PR #6607, opened 2023-12-05
Make nvidia device plugin ds run on Karpenter nodes

mikkeloscar:
* Adjusts the nodeAffinity so the nvidia device will also be scheduled on karpenter managed nvidia nodes
* Updates the nvidia device plugin to latest version
* This also removes the `version` label which was outdated and not used anyway.

### TODO:

* [x] Check if this is the best way to schedule on karpenter nodes
* [x] Update nvidia container


mikkeloscar:
:+1:

gargravarr:
:+1:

————————

Exercise prompt: Could you copy exactly the lines from the one containing "to latest version" through the end of the records above, and nothing more?

Solution:
* Updates the nvidia device plugin to latest version
* This also removes the `version` label which was outdated and not used anyway.

### TODO:

* [x] Check if this is the best way to schedule on karpenter nodes
* [x] Update nvidia container


mikkeloscar:
:+1:

gargravarr:
:+1:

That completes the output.